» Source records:
PR #309, opened 2019-07-17
Handle non-existing kernels

### LINKED ISSUE #259: Work with non-existing kernels
The notebook is quite forgiving when the kernel name does not match the kernels installed, while voila give a 500 (http) error, I guess we can copy the logic of the classical notebook or lab on how to deal with that.

jtpio:
Fixes #259. It should also provide a simple solution for https://github.com/QuantStack/voila/issues/267.

This PR makes use of the `KernelSpecManager` to first check that the requested kernel name (from the notebook metadata) is available. If it isn't then it will default to the default kernel name.

I also got hit by that recently while using `xeus-python` and decided to give it a shot.

### DIFF
--- a/voila/handler.py
+++ b/voila/handler.py
@@ -64,6 +64,7 @@ class VoilaHandler(JupyterHandler):
                 if kernel["spec"]["language"].lower() == kernel_language
             ]
             if matches:
+                matches.sort(key=lambda name: all_kernel_specs[name]["spec"]["display_name"])
                 kernel_name = matches[0]
 
         # Launch kernel and execute notebook
--- a/voila/handler.py
+++ b/voila/handler.py
@@ -132,7 +132,7 @@ class VoilaHandler(JupyterHandler):
 
     @tornado.gen.coroutine
     def find_kernel_name_for_language(self, kernel_language, kernel_specs=None):
-        """Finds a best matching kernel name given a kernel languages.
+        """Finds a best matching kernel name given a kernel language.
 
         If multiple kernels matches are found, we try to return the same kernel name each time.
         """
@@ -147,4 +147,4 @@ class VoilaHandler(JupyterHandler):
             matches.sort(key=lambda name: kernel_specs[name]["spec"]["display_name"])
             raise tornado.gen.Return(matches[0])  # TODO py2: replace by return
         else:
-            raise tornado.web.HTTPError(500, 'No Jupyter kernel for language %r not found' % kernel_language)
+            raise tornado.web.HTTPError(500, 'No Jupyter kernel for language %r found' % kernel_language)
--- a/voila/handler.py
+++ b/voila/handler.py
@@ -128,7 +128,7 @@ class VoilaHandler(JupyterHandler):
         notebook.metadata.kernelspec.name = kernel_name
         notebook.metadata.kernelspec.display_name = all_kernel_specs[kernel_name]['spec']['display_name']
         notebook.metadata.kernelspec.language = all_kernel_specs[kernel_name]['spec']['language']
-        return notebook
+        raise tornado.gen.Return(notebook)  # TODO py2: replace by return
 
     @tornado.gen.coroutine
     def find_kernel_name_for_language(self, kernel_language, kernel_specs=None):
@@ -145,6 +145,6 @@ class VoilaHandler(JupyterHandler):
         if matches:
             # Sort by display name to get the same kernel each time.
             matches.sort(key=lambda name: kernel_specs[name]["spec"]["display_name"])
-            return matches[0]
+            raise tornado.gen.Return(matches[0])  # TODO py2: replace by return
         else:
             raise tornado.web.HTTPError(500, 'No Jupyter kernel for language %r not found' % kernel_language)
--- a/voila/handler.py
+++ b/voila/handler.py
@@ -52,13 +52,19 @@ class VoilaHandler(JupyterHandler):
             raise tornado.web.HTTPError(404, 'file not found')
 
         # Fetch kernel name from the notebook metadata
-        default_kernel_name = self.kernel_manager.default_kernel_name
-        kernel_name = notebook.metadata.get('kernelspec', {}).get('name', default_kernel_name)
+        kernelspec = notebook.metadata.get('kernelspec', {})
+        kernel_name = kernelspec.get('name', self.kernel_manager.default_kernel_name)
 
-        # Use the default kernel name if the kernel from the metadata is not in the kernel specs
+        # Find a spec matching the language if the kernel name does not exist in the kernelspecs
         all_kernel_specs = yield tornado.gen.maybe_future(self.kernel_spec_manager.get_all_specs())
         if kernel_name not in all_kernel_specs:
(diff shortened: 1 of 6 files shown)


jtpio:
Another approach would be to make use of the `language` field from the `kernelspec` metadata to find a spec that matches the same language.

SylvainCorlay:
What does the classic notebook do? It appears to be quite liberal with kernelspecs.

jtpio:
It looks like much of the logic for dealing with missing specs in the classic notebook is actually handled by the frontend.

This is what it appears to be doing:

1. The frontend fetches the list of `kernelspecs`. When a spec is not found it logs it in the dev tools console: https://github.com/jupyter/notebook/blob/master/notebook/static/notebook/js/kernelselector.js#L226-L227

2. It then defaults to the first match using the `language` field, and emits the `spec_changed.Kernel` event: https://github.com/jupyter/notebook/blob/e498de6775b3de57f5ff827e562c179b17893064/notebook/static/notebook/js/kernelselector.js#L249

3. The `spec_changed.Kernel` event is then consumed here: https://github.com/jupyter/notebook/blob/master/notebook/static/notebook/js/notebook.js#L345-L357

4. A new session is started using the name from 2.: https://github.com/jupyter/notebook/blob/e498de6775b3de57f5ff827e562c179b17893064/notebook/static/notebook/js/notebook.js#L356

I might have missed some details but this is basically the outcome of stepping through the code in the dev tools.

SylvainCorlay:
Thanks for looking into this. What do you think is the cleanest thing to do?

It seems that jupyterlab pops up a dialog to select a kernel.

Or such a logic could be in the backend?

jtpio:
Finding a match based on the `language` field would certainly help with many of the common issues related to:

- having `"name": "python2"` in the notebook metadata
- conda named kernels: `"name": "conda-env-foo-py"`

And in some way it follows the logic from the classic notebook.

For the case where there is no match for a given `language`, for example trying to execute a C++ notebook on a Voila setup that only has Python kernels installed, this would still return a 500.

jtpio:
The last commits implement finding a spec matching the `language` field from the metadata, as well as sorting the matches by display name (cf [notebook implementation](https://github.com/jupyter/notebook/blob/e498de6775b3de57f5ff827e562c179b17893064/notebook/static/notebook/js/kernelselector.js#L215-L223)).

If there is no `language` in the metadata, it defaults to `python`.

voila/handler.py
```diff
@@ -51,7 +51,20 @@ def get(self, path=None):
...
+        all_kernel_specs = yield tornado.gen.maybe_future(self.kernel_spec_manager.get_all_specs())
+        if kernel_name not in all_kernel_specs:
+            kernel_language = kernelspec.get('language', 'python').lower()
+            matches = [
+                name for name, kernel in all_kernel_specs.items()
+                if kernel["spec"]["language"].lower() == kernel_language
+            ]
+            if matches:
+                matches.sort(key=lambda name: all_kernel_specs[name]["spec"]["display_name"])
+                kernel_name = matches[0]
```
maartenbreddels: I wonder if we have 0 matches, if we can have a custom template with a proper error msg and http error code: https://en.wikipedia.org/wiki/List_of_HTTP_status_codes

If there are 1 or more matches, I think we should log a warning, so users are aware of it (I can imagine someone expecting it to run with a conda-env-kernel, which cannot be found, leading to surprises).

voila/handler.py
```diff
@@ -51,7 +51,20 @@ def get(self, path=None):
             raise tornado.web.HTTPError(404, 'file not found')
 
         # Fetch kernel name from the notebook metadata
-        kernel_name = notebook.metadata.get('kernelspec', {}).get('name', self.kernel_manager.default_kernel_name)
+        kernelspec = notebook.metadata.get('kernelspec', {})
+        kernel_name = kernelspec.get('name', self.kernel_manager.default_kernel_name)
+
+        # Find a spec matching the language if the kernel name does not exist in the kernelspecs
+        all_kernel_specs = yield tornado.gen.maybe_future(self.kernel_spec_manager.get_all_specs())
```
maartenbreddels: Why is `yield tornado.gen.maybe_future` needed? The current implementation gives a plain dict, or can other implementations return a future?

voila/handler.py
jtpio: Agreed, a warning would definitely be useful to let the users know the kernel being used is not the one they expect.

Having a custom template with a proper error message is also a good idea, but maybe for a follow-up PR?

voila/handler.py
jtpio: The kernel spec manager could be a `GatewayKernelSpecManager`, in which case the `maybe_future` would be needed: https://github.com/jupyter/notebook/blob/e498de6775b3de57f5ff827e562c179b17893064/notebook/gateway/managers.py#L521

jtpio:
Not sure it was discussed before, but do we need to keep supporting Python 2?

maartenbreddels:
Not really, but we have it now, and it doesn't lead yet to any major hurdles. I'd say the incentive to keep supporting is decaying exponentially though.

voila/handler.py
```diff
@@ -98,3 +92,59 @@ def filter_empty_code_cells(cell):
...
+        matches = [
+            name for name, kernel in kernel_specs.items()
+            if kernel["spec"]["language"].lower() == kernel_language
+        ]
+        if matches:
+            # Sort by display name to get the same kernel each time.
+            matches.sort(key=lambda name: kernel_specs[name]["spec"]["display_name"])
+            raise tornado.gen.Return(matches[0])  # TODO py2: replace by return
+        else:
+            raise tornado.web.HTTPError(500, 'No Jupyter kernel for language %r not found' % kernel_language)
```
jtpio: Looks like a double negation in the error message. Maybe something like this?

```suggestion
            raise tornado.web.HTTPError(500, 'Jupyter kernel for language %r not found' % kernel_language)
```

voila/handler.py
```diff
@@ -98,3 +92,59 @@ def filter_empty_code_cells(cell):
...
+            self.log.warning('Could not find a kernel named %r, will use  %r', missing_kernel_name, kernel_name)
+        # We make sure the notebook's kernelspec is correct
+        notebook.metadata.kernelspec.name = kernel_name
+        notebook.metadata.kernelspec.display_name = all_kernel_specs[kernel_name]['spec']['display_name']
+        notebook.metadata.kernelspec.language = all_kernel_specs[kernel_name]['spec']['language']
+        raise tornado.gen.Return(notebook)  # TODO py2: replace by return
+
+    @tornado.gen.coroutine
+    def find_kernel_name_for_language(self, kernel_language, kernel_specs=None):
+        """Finds a best matching kernel name given a kernel languages.
```
jtpio: Minor typo:

```suggestion
        """Finds a best matching kernel name given a kernel language.
```

jtpio:
Right, the hurdles are quite minimal for now.

jtpio:
@maartenbreddels this looks good to me.

Returning a 500 when there is no matching kernel is definitely useful.
The other case (showing a warning when 1+ matches found) could be added in a different PR.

» Task to complete: Where the data above reaches the line holding "For the case", begin printing, and stop after the line holding "If there is". Each line must be reproduced exactly, with nothing else added.

» Solution to this exercise:
For the case where there is no match for a given `language`, for example trying to execute a C++ notebook on a Voila setup that only has Python kernels installed, this would still return a 500.

jtpio:
The last commits implement finding a spec matching the `language` field from the metadata, as well as sorting the matches by display name (cf [notebook implementation](https://github.com/jupyter/notebook/blob/e498de6775b3de57f5ff827e562c179b17893064/notebook/static/notebook/js/kernelselector.js#L215-L223)).

If there is no `language` in the metadata, it defaults to `python`.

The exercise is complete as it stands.